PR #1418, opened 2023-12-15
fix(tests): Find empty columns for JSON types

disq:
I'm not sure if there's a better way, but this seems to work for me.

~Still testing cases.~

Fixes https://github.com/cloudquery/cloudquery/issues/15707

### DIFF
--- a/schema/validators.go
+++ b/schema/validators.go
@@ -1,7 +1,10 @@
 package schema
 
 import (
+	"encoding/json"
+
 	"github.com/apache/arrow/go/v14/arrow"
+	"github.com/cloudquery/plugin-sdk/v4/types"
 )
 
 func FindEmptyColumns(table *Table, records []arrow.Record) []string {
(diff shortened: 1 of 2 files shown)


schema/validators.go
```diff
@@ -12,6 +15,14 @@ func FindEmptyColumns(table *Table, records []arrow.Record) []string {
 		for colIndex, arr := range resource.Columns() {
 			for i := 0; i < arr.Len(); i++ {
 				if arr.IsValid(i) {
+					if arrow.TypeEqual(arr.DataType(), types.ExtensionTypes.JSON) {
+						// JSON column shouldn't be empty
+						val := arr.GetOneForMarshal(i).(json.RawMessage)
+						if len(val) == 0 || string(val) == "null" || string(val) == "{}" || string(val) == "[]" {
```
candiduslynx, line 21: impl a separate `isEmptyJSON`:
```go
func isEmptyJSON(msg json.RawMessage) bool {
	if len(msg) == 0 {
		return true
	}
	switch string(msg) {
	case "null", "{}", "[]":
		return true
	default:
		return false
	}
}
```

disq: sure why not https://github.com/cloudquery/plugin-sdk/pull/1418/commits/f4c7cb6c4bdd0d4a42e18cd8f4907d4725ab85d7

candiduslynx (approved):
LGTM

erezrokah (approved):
===============
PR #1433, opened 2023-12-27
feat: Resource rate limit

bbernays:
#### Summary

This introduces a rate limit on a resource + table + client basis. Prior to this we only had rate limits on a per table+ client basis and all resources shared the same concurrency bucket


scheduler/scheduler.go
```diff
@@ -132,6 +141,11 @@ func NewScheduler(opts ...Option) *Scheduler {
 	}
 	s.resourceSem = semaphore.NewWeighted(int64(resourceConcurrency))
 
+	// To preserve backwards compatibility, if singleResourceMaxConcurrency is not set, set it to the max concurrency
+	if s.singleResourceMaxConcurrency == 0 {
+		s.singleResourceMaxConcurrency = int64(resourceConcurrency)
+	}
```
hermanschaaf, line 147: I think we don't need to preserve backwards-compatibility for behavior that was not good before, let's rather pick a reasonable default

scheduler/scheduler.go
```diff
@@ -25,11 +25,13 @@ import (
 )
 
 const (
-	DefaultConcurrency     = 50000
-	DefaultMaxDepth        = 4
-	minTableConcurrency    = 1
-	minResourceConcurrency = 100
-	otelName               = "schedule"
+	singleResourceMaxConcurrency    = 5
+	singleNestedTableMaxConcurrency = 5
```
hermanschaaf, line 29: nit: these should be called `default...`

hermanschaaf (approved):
===============
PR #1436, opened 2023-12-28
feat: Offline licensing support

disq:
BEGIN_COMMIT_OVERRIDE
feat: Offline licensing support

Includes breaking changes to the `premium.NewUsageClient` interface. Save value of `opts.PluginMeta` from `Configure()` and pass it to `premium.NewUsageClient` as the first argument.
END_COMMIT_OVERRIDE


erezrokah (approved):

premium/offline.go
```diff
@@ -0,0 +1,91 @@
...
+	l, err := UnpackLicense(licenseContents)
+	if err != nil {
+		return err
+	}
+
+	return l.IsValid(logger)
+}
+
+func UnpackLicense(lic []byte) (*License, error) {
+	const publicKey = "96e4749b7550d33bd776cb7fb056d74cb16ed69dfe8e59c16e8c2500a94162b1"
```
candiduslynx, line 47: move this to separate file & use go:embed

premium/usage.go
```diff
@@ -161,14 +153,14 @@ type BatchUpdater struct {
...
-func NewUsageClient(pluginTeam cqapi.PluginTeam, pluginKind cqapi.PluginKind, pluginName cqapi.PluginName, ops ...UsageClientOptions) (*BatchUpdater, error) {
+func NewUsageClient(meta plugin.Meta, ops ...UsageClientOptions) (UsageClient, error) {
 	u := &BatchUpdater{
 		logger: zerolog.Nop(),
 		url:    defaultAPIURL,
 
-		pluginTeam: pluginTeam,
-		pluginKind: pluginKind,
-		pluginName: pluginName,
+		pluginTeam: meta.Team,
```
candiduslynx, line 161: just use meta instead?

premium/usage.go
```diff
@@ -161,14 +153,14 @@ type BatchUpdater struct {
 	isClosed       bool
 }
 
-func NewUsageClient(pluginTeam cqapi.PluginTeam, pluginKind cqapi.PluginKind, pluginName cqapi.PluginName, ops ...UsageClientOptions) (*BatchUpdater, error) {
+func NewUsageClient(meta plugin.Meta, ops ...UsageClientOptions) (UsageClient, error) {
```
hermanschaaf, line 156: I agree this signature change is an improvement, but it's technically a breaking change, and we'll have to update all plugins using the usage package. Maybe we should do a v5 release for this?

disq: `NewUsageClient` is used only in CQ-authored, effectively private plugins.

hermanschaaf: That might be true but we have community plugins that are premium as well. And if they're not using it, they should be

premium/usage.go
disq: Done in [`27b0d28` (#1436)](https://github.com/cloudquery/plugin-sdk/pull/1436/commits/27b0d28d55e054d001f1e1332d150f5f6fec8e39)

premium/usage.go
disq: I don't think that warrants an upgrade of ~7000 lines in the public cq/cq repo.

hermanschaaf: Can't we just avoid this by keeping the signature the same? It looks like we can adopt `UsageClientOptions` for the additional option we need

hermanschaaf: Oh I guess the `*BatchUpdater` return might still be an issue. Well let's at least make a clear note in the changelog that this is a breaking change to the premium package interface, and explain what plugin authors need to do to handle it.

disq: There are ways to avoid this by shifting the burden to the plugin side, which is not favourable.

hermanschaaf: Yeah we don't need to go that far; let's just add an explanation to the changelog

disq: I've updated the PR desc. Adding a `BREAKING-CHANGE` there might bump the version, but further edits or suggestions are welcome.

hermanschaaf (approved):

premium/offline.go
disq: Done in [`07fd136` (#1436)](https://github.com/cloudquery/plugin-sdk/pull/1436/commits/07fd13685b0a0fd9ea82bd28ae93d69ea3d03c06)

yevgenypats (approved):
===============
● WHAT TO PRODUCE:
For every line above that holds the word "github", report the whole line.

● YOUR RESPONSE:
Fixes https://github.com/cloudquery/cloudquery/issues/15707
 	"github.com/apache/arrow/go/v14/arrow"
+	"github.com/cloudquery/plugin-sdk/v4/types"
disq: sure why not https://github.com/cloudquery/plugin-sdk/pull/1418/commits/f4c7cb6c4bdd0d4a42e18cd8f4907d4725ab85d7
disq: Done in [`27b0d28` (#1436)](https://github.com/cloudquery/plugin-sdk/pull/1436/commits/27b0d28d55e054d001f1e1332d150f5f6fec8e39)
disq: Done in [`07fd136` (#1436)](https://github.com/cloudquery/plugin-sdk/pull/1436/commits/07fd13685b0a0fd9ea82bd28ae93d69ea3d03c06)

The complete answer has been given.